I was talking about the very difficult to get on - graduate schemes with huge blue chip brands. Not every graduate can apply as most schemes require a 2.1 and even then - there could be up to 1,000 applicants. This was I said companies like Asda and TUI rarely get their chosen applicants wrong and they are fast tracked to the top.
So two different subjects you dithering old sod.
I do agree with you though - many that leave university don’t have the work ethic. Only lazy
f uckers get up later than 8am!!!
I'll just clarify my own position here regarding graduates. I am not inherently knocking graduates and I'm not "bitter" because I began my career (in FMCG retail management as it happens) as one. What I am saying is that I have witnessed a decline, particularly over the past decade, in the quality and skill sets of managers in this sector and I am not alone in believing this. Much of this is not down to the graduates themselves but the companies who have cut down on training as part of over-all cost saving exercises. As a Union rep I speak to colleagues who work for competing companies and they say the same. Moreover, from conversations I have had with those in other sectors, the story seems much the same.
Of course you can get on through hard work and ability without having gone to university but when you pay extra for graduates you are buying potential.

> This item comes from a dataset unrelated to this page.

PR #1231, opened 2019-07-03
[vnote-git]: fix pkgver

Rasphino:
`git describe` will ignore commit info if there is a tag points to this commit. Thus, we need to add a parameter `--long` to enforce `git describe` emits all the info we need.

But that potential needs to be nurtured and developed and too often this doesn't happen as it once did.
As for the conversation around poorer work ethics, communication skills, "wokeness" and issues with dealing with conflict and challenges I think I'll leave this one for others to discuss.....😁
Returning to the main point of the thread, does anyone else get adverts with women posing submissively (on this site) alongside captions such as "we won't tell'. It's no wonder the Met Officer got away with things for so long and that Tate gets such a following.